▶ _Exercise goal_:
Every line below that has the string "shown" needs to be copied.
*** Opening of Given records ***
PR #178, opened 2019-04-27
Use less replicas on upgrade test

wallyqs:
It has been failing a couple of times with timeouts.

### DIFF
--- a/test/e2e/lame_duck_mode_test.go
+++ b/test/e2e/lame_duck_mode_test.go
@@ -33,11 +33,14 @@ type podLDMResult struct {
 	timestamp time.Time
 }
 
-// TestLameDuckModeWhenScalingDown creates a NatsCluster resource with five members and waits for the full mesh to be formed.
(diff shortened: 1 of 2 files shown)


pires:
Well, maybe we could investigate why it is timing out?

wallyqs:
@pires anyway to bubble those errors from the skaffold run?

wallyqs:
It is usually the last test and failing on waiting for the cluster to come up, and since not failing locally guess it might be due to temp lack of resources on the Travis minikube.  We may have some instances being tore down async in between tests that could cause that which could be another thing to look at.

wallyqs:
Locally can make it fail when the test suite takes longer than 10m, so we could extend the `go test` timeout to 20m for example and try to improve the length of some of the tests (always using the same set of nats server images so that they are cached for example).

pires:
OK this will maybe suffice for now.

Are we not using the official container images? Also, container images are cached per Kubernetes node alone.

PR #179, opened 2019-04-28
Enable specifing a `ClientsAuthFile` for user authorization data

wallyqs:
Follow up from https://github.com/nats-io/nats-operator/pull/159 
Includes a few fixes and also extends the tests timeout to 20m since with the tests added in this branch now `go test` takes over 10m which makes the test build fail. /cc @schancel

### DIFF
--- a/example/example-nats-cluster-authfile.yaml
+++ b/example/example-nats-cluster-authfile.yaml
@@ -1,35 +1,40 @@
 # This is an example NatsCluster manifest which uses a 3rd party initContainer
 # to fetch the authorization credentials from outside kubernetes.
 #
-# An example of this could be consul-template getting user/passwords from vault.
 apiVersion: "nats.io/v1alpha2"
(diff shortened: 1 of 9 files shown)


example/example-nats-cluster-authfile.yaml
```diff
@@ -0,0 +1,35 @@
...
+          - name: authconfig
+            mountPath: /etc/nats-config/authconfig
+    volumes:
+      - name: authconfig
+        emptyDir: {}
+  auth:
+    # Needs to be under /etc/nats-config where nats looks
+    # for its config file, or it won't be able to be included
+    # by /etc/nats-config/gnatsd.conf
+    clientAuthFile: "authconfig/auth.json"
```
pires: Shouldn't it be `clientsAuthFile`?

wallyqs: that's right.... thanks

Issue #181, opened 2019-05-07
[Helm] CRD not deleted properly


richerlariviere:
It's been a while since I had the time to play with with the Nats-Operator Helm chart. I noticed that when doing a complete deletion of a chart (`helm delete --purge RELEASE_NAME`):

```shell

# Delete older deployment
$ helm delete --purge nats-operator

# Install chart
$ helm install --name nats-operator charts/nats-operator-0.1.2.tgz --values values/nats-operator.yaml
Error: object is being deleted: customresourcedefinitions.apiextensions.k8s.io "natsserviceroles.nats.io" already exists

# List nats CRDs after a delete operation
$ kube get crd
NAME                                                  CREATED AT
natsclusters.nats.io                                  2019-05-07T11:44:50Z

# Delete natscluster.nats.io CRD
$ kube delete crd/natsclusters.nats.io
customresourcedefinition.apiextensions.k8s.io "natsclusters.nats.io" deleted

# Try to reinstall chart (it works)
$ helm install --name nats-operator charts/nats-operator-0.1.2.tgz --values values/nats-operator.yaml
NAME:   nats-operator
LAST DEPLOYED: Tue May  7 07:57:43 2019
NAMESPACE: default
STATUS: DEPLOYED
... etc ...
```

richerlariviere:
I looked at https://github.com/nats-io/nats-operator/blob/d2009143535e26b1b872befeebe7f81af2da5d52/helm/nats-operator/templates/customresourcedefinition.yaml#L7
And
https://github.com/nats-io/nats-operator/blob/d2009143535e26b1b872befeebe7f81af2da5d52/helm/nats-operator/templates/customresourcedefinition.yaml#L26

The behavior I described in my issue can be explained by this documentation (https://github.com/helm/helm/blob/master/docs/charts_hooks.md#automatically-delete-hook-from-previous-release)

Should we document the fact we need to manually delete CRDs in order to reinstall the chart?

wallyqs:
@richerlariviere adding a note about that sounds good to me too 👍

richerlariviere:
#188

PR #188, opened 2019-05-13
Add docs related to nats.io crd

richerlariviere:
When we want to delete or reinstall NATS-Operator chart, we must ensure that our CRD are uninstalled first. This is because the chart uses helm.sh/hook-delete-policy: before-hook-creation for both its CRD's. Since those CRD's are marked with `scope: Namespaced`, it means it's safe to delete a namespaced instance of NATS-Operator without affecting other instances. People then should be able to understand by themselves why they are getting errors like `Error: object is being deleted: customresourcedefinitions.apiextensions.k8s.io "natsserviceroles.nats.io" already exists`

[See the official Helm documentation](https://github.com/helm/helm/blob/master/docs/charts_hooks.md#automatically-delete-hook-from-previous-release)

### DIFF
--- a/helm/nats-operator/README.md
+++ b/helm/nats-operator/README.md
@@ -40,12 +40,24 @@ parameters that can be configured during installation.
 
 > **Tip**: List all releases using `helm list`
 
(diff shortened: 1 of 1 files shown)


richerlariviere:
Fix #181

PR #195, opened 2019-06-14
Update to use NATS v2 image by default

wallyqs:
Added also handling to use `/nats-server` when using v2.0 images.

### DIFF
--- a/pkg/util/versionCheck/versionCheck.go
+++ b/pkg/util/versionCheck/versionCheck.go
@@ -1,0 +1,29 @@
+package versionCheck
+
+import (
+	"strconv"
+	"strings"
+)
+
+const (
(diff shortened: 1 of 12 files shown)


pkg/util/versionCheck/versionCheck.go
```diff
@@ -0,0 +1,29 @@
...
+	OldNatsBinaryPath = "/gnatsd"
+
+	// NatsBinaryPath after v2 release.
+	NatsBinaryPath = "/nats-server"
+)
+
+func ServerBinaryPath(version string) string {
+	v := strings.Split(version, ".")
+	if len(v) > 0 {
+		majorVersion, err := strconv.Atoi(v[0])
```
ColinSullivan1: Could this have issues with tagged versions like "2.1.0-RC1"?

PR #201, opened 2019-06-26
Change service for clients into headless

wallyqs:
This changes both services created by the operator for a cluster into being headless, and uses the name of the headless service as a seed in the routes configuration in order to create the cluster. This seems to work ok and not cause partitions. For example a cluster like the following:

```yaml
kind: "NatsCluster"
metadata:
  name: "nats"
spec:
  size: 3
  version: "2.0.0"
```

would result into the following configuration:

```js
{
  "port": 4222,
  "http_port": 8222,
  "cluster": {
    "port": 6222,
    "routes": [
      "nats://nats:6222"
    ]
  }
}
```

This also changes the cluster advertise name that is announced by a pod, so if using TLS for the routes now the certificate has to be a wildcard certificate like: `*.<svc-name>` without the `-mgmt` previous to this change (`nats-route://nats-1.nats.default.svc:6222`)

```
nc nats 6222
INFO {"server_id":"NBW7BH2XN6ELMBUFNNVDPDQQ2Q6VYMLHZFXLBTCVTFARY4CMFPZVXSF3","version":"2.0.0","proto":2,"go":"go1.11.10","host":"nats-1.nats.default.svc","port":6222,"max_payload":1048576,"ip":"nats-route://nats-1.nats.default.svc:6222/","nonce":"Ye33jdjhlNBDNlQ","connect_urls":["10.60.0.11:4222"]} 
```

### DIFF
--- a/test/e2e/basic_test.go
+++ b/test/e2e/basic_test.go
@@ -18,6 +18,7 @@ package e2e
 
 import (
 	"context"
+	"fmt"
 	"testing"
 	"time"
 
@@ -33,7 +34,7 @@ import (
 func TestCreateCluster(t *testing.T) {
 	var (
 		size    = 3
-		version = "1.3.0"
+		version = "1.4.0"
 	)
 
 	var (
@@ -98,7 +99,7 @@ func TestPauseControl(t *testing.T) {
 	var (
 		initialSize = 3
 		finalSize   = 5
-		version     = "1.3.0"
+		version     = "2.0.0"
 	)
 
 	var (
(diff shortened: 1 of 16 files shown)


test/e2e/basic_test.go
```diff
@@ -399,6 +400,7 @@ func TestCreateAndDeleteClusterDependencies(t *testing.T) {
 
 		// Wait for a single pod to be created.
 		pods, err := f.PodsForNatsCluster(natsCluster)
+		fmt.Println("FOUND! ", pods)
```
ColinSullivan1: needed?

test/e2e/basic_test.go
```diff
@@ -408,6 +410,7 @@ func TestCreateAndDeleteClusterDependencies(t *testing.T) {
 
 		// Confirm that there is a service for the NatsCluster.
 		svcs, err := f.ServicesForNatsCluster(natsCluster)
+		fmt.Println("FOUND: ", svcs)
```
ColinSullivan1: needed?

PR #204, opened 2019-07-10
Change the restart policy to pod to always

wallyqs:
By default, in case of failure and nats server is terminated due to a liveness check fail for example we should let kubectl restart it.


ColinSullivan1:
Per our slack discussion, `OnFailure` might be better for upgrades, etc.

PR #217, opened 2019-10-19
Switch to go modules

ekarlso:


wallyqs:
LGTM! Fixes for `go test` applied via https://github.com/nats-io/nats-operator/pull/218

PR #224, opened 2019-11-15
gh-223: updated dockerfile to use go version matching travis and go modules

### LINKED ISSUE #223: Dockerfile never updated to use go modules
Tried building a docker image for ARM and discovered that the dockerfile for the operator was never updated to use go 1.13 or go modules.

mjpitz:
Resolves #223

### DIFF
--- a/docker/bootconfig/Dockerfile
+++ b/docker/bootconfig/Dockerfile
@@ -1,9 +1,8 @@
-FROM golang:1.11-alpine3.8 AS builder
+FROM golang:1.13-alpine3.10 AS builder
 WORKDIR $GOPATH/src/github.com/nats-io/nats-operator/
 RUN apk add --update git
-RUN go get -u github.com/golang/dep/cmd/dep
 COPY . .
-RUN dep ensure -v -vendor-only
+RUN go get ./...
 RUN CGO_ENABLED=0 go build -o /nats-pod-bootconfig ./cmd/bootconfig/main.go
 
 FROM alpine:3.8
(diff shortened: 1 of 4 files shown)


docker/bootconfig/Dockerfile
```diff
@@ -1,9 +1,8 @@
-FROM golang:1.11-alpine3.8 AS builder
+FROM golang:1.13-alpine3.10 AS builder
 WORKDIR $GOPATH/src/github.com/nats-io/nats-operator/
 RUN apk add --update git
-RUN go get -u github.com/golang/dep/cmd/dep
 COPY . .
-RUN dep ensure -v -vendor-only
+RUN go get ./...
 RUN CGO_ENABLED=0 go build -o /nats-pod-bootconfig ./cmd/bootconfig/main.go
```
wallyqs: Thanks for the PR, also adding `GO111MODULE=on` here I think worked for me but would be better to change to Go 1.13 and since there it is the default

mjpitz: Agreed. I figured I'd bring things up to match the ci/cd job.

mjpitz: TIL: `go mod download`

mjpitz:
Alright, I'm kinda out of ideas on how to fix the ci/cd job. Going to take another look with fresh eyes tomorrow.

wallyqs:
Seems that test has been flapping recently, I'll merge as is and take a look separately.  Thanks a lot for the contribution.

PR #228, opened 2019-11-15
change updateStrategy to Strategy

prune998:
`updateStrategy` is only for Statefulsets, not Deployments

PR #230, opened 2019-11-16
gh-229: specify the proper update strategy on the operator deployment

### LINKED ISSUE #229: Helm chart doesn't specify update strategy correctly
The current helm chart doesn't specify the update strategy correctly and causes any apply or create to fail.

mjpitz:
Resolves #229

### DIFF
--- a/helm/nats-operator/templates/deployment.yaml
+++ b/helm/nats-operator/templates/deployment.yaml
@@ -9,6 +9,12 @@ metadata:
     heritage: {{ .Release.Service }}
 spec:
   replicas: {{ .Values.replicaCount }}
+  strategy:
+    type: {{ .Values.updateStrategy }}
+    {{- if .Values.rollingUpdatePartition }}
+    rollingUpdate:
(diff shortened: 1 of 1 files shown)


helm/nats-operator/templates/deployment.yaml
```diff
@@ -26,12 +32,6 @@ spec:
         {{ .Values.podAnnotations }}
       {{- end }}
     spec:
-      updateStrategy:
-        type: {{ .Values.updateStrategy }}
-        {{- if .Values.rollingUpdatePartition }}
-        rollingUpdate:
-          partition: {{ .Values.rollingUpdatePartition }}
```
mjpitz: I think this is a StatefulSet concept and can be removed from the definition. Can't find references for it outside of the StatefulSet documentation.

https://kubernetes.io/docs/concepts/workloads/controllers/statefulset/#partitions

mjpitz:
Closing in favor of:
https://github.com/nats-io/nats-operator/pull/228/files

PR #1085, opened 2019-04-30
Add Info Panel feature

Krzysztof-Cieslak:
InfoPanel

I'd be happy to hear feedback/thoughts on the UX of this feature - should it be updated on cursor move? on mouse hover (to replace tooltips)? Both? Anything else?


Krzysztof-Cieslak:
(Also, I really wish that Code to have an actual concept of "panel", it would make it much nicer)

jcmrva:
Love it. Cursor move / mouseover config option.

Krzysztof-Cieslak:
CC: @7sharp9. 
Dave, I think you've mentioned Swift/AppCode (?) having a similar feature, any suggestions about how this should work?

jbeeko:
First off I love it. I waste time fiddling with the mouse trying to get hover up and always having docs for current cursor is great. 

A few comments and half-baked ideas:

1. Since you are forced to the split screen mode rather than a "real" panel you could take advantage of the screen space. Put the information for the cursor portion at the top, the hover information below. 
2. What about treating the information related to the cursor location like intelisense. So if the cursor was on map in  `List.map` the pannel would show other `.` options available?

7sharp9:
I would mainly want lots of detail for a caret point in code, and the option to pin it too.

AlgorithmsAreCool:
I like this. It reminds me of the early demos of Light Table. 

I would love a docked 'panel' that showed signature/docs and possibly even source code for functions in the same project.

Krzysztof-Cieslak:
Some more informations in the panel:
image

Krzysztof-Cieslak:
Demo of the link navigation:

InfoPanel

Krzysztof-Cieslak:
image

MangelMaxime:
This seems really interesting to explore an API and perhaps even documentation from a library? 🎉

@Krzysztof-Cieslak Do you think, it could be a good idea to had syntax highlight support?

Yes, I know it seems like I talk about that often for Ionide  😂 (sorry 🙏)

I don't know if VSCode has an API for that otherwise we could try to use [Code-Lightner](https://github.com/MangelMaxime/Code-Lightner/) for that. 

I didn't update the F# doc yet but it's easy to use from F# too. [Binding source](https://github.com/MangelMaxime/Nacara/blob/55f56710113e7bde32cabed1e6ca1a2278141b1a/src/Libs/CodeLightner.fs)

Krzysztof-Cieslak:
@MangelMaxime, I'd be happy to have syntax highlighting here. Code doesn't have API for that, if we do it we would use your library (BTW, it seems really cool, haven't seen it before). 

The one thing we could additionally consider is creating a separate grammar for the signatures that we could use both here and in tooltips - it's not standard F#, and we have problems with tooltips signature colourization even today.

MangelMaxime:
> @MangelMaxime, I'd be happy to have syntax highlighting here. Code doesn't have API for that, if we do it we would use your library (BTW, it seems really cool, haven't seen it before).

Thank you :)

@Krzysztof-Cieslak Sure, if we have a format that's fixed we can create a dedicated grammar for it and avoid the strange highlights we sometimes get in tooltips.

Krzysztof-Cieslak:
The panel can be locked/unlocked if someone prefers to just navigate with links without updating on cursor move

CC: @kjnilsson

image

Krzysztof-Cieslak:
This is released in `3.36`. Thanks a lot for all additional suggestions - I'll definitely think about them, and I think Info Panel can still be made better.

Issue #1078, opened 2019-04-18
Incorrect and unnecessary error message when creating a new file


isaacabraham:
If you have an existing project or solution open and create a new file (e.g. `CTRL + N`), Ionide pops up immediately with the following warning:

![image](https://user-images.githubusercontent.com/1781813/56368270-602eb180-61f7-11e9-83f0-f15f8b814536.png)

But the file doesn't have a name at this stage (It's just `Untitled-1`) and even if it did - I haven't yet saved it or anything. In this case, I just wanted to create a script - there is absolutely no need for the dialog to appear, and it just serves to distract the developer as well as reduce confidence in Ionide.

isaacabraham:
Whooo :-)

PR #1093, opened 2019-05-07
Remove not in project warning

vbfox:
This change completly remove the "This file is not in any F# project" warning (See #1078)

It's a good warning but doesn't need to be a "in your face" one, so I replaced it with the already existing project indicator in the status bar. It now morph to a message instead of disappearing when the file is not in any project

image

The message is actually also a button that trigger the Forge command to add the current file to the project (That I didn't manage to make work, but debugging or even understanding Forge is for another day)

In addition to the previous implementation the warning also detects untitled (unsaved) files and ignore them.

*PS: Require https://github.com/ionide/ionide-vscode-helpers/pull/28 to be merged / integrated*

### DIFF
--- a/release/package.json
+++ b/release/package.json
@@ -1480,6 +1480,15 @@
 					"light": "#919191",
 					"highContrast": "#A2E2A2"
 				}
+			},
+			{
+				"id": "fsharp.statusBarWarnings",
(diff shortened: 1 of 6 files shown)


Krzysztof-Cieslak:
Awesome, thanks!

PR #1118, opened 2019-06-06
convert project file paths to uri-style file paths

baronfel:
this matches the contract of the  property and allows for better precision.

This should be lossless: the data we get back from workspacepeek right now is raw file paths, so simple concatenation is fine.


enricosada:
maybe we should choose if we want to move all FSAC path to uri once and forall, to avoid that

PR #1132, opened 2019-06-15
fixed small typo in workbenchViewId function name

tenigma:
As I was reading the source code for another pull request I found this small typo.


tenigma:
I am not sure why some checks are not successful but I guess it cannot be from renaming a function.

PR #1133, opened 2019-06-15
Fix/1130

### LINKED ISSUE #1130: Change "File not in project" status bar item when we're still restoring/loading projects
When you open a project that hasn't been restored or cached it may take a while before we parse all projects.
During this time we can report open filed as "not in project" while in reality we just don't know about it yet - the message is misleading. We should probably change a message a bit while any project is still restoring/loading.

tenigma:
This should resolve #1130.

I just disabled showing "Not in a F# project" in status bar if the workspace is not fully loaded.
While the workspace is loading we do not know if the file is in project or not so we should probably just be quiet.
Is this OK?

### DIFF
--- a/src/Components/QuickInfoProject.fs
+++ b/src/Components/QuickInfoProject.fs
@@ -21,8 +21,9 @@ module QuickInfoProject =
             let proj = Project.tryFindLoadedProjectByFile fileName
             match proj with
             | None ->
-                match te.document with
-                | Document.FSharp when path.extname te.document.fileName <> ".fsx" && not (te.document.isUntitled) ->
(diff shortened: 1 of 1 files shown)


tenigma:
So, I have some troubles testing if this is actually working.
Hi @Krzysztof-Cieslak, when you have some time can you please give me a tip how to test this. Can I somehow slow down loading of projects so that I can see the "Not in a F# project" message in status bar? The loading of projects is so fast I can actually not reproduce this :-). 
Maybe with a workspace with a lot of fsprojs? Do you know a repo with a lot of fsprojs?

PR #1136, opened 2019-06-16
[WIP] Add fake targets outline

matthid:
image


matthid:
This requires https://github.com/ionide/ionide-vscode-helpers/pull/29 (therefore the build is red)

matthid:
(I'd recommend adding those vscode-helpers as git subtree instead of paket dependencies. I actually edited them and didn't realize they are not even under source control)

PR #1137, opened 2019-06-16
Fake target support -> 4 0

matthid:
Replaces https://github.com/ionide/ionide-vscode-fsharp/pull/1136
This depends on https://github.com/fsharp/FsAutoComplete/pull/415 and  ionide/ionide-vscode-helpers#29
*** Close of Given records ***
▶ _Result_:
(diff shortened: 1 of 2 files shown)
(diff shortened: 1 of 9 files shown)
(diff shortened: 1 of 1 files shown)
(diff shortened: 1 of 12 files shown)
(diff shortened: 1 of 16 files shown)
(diff shortened: 1 of 4 files shown)
(diff shortened: 1 of 1 files shown)
(diff shortened: 1 of 6 files shown)
(diff shortened: 1 of 1 files shown)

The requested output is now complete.